### LISTED RECORDS:
──────

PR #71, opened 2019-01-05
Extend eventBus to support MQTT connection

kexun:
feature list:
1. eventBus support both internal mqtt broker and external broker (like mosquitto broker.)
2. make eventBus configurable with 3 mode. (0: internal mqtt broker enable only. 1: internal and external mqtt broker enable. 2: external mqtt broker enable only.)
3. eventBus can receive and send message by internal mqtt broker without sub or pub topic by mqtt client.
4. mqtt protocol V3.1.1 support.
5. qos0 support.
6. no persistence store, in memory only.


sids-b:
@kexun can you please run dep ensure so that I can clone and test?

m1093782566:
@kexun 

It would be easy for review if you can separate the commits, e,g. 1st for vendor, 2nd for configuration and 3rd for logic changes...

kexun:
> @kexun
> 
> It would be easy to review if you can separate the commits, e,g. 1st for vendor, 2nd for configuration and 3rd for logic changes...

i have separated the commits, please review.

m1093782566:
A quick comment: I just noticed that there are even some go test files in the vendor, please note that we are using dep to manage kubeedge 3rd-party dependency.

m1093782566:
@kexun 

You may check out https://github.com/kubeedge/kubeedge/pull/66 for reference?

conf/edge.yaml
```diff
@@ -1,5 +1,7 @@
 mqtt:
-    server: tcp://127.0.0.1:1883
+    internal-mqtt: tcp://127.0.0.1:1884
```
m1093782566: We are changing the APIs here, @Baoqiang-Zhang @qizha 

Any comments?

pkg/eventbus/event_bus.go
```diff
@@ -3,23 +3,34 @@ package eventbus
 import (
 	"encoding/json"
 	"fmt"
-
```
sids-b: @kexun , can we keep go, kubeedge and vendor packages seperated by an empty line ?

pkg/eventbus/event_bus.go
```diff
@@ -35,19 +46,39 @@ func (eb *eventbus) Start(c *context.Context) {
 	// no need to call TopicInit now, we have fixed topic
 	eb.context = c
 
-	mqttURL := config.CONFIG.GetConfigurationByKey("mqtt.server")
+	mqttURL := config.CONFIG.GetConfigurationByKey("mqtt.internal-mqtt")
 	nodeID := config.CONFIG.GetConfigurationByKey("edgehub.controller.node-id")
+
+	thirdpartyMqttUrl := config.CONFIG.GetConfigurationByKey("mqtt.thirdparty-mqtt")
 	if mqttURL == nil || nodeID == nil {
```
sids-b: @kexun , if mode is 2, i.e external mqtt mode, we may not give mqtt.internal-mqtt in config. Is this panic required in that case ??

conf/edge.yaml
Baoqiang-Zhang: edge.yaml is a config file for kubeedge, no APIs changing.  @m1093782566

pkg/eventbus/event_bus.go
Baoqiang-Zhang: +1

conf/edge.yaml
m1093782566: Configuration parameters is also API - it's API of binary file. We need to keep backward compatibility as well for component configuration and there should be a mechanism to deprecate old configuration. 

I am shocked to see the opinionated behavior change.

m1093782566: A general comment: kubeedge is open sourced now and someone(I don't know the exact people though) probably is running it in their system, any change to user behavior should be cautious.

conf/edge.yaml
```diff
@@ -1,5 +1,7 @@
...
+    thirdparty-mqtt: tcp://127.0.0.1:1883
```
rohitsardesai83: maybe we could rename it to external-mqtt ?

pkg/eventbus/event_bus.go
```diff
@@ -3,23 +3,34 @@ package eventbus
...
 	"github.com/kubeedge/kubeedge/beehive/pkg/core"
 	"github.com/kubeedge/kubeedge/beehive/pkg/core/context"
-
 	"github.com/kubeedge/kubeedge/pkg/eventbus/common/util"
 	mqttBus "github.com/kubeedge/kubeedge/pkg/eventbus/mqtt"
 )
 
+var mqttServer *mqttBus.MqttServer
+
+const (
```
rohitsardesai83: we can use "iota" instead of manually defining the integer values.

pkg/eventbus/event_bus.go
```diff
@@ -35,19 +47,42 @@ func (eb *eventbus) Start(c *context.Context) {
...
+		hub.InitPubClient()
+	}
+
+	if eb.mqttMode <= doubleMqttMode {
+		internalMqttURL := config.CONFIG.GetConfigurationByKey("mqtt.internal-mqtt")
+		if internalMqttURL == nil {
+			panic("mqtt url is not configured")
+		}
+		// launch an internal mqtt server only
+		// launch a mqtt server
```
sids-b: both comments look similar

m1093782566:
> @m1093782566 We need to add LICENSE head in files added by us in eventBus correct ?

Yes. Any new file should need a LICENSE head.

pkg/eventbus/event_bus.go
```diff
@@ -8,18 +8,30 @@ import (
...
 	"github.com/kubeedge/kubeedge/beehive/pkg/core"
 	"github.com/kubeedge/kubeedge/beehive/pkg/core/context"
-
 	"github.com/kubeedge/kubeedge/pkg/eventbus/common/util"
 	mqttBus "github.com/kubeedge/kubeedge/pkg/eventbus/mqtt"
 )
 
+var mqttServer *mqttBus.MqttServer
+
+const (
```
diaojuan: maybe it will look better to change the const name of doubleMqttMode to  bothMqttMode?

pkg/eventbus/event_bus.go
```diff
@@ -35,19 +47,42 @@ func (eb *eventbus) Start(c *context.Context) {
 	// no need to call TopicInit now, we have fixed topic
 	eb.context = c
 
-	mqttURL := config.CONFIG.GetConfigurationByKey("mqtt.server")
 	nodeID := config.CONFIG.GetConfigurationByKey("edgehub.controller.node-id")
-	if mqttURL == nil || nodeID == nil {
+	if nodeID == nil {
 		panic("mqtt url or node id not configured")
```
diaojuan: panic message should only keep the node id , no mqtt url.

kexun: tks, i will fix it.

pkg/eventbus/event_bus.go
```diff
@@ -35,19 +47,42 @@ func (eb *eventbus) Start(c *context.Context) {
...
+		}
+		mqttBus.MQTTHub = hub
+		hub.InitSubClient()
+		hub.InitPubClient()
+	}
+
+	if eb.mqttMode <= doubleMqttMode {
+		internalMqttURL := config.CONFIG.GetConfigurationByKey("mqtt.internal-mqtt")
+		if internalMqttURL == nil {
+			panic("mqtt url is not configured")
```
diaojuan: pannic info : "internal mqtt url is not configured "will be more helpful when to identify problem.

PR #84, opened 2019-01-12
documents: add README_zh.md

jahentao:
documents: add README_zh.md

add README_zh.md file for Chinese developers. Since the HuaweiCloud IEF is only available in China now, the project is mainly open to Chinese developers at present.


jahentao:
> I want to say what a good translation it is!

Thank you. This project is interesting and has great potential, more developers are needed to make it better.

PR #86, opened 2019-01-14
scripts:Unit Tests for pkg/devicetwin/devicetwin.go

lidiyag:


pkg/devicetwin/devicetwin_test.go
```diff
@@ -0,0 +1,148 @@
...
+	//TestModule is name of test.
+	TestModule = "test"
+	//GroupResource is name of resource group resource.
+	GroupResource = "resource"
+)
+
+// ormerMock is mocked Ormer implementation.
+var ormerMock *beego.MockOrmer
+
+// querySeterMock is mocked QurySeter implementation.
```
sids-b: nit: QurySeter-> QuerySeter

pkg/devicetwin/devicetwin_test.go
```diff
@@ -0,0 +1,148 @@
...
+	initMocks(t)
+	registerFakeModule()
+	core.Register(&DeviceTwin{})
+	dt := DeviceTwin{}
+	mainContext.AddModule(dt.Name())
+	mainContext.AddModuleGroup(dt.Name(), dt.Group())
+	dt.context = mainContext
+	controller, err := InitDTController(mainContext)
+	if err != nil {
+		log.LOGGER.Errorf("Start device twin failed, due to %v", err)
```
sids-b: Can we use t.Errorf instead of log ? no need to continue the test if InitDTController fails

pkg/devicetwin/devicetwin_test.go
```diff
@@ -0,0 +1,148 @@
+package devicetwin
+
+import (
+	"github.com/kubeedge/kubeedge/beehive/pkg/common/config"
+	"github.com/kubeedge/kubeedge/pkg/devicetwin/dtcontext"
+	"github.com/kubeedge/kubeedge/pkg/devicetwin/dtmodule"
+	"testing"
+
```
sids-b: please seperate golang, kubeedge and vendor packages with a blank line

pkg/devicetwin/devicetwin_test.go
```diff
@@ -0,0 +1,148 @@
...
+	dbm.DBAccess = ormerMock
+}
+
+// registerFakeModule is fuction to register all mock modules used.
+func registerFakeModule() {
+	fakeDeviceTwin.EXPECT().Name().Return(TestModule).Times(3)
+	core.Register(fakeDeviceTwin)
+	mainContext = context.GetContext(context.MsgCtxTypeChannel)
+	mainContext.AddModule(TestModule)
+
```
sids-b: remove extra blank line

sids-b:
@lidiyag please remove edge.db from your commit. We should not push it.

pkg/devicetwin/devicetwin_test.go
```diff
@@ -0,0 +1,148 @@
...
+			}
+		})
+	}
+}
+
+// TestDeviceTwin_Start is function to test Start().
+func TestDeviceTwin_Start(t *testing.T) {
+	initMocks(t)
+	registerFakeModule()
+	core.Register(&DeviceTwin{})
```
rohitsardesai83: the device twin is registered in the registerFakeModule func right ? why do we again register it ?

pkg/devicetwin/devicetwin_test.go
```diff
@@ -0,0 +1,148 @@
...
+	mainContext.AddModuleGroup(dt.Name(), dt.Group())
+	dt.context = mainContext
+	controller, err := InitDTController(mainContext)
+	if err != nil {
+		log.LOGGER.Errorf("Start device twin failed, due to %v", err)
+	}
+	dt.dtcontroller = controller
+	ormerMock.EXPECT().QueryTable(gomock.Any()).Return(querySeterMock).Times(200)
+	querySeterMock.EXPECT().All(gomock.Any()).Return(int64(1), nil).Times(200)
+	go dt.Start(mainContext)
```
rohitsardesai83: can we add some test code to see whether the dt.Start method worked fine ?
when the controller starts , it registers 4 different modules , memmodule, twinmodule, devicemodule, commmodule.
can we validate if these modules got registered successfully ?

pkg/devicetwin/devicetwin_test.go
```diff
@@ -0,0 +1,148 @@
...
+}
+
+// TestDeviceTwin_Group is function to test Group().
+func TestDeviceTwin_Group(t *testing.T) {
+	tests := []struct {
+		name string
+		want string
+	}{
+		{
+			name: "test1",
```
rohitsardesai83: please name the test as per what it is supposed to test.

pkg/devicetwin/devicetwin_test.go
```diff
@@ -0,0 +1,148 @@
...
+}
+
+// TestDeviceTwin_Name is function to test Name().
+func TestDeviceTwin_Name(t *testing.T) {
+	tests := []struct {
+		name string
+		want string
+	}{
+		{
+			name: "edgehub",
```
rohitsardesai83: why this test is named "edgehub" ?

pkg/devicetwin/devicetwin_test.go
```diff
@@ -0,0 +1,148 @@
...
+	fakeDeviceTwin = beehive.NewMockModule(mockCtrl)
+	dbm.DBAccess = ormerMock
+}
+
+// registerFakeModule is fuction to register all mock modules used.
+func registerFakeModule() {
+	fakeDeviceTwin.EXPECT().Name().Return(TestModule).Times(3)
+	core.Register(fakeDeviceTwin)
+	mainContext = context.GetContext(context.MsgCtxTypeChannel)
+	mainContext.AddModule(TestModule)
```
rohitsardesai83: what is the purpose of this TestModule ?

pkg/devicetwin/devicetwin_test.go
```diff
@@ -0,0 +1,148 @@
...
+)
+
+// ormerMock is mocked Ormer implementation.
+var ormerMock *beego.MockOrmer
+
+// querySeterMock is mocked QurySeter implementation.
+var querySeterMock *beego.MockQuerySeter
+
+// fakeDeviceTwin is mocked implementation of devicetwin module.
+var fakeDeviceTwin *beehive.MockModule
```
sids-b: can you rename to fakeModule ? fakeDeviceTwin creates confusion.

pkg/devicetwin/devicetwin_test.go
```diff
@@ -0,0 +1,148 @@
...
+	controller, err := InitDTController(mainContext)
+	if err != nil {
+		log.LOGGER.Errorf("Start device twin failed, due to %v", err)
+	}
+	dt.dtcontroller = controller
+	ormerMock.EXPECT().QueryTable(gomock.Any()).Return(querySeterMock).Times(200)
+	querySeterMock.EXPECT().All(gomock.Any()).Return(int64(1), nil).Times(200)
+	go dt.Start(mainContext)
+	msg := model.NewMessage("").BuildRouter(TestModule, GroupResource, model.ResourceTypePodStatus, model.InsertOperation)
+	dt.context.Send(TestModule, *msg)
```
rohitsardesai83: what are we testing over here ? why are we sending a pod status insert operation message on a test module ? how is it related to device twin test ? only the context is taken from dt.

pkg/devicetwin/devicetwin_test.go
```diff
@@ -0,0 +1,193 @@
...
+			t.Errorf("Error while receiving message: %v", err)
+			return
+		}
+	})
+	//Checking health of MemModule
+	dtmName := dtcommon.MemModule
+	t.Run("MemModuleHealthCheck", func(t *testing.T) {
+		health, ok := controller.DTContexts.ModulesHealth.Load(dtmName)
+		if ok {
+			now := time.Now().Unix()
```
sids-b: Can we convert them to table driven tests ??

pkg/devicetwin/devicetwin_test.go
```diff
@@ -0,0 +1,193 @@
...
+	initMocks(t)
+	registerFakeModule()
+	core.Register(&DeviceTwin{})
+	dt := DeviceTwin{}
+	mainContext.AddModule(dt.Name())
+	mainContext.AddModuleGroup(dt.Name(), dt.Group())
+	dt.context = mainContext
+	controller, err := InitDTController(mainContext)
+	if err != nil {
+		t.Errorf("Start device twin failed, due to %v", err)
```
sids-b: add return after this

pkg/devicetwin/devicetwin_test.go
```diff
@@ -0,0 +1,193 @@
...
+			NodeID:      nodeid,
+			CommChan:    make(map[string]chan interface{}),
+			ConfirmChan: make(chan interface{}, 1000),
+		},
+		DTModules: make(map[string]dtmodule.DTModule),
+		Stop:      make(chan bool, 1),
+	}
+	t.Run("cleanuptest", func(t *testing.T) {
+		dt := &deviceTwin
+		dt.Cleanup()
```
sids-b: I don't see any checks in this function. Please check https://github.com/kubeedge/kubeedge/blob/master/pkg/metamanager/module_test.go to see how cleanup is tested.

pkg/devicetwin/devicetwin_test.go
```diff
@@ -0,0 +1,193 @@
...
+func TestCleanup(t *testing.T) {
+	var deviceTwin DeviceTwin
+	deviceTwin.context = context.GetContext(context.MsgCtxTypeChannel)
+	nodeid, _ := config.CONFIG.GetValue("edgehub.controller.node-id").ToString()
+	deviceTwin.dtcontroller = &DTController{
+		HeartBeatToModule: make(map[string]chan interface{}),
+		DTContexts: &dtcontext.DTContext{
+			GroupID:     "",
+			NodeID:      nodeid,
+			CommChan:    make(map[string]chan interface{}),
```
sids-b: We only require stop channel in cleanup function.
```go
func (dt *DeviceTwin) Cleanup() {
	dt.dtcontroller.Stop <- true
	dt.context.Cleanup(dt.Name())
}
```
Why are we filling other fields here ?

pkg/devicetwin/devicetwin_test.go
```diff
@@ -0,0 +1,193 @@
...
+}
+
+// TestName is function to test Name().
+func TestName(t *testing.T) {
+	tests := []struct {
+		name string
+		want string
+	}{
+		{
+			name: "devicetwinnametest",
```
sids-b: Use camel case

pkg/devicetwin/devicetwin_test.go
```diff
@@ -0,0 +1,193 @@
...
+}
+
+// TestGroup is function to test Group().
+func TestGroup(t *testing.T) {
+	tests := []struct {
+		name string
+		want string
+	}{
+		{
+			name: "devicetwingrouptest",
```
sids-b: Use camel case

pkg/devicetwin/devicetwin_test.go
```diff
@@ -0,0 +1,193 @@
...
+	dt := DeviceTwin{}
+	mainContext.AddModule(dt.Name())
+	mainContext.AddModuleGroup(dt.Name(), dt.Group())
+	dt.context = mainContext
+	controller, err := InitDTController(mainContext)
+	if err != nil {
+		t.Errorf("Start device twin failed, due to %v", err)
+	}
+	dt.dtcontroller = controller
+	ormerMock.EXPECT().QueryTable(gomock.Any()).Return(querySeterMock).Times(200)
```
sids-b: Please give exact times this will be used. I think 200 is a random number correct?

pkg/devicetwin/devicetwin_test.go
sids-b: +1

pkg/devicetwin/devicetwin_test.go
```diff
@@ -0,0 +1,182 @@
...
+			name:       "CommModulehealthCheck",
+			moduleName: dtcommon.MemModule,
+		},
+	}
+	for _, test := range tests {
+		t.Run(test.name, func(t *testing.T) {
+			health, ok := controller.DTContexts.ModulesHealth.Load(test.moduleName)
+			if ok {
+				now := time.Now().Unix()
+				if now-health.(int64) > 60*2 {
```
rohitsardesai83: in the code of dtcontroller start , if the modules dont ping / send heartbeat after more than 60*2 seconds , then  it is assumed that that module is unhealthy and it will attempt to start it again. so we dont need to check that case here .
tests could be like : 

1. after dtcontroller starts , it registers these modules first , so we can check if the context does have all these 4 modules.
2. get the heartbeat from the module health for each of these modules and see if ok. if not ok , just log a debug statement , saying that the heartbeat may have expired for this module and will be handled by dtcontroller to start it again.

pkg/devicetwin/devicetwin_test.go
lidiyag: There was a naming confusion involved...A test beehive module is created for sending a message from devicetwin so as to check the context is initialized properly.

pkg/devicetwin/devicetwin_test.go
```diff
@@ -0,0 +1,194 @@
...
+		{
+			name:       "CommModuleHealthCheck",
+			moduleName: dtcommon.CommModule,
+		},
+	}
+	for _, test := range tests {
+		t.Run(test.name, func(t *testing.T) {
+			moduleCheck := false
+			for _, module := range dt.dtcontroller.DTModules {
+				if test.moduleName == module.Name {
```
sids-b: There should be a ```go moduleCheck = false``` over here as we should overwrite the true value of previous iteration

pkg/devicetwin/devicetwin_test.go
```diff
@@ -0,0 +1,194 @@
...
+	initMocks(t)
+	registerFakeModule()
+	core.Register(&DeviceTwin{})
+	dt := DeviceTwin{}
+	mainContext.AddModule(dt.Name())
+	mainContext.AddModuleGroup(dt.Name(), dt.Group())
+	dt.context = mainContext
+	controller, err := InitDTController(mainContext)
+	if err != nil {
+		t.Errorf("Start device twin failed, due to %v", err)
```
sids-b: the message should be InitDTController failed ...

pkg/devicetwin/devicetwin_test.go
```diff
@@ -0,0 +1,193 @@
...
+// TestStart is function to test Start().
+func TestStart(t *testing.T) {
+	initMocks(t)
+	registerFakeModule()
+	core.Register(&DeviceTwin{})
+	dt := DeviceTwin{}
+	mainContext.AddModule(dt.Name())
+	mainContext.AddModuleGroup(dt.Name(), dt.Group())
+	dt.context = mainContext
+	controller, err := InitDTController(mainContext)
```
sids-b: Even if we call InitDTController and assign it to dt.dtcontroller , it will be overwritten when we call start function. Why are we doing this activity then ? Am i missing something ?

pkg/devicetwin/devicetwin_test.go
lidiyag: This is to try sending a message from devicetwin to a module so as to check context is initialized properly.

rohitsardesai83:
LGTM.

──────

### WHAT THE TASK REQUIRES:
Say, as a single number, how many lines of the records hold the word "have".

### TASK RESPONSE:
5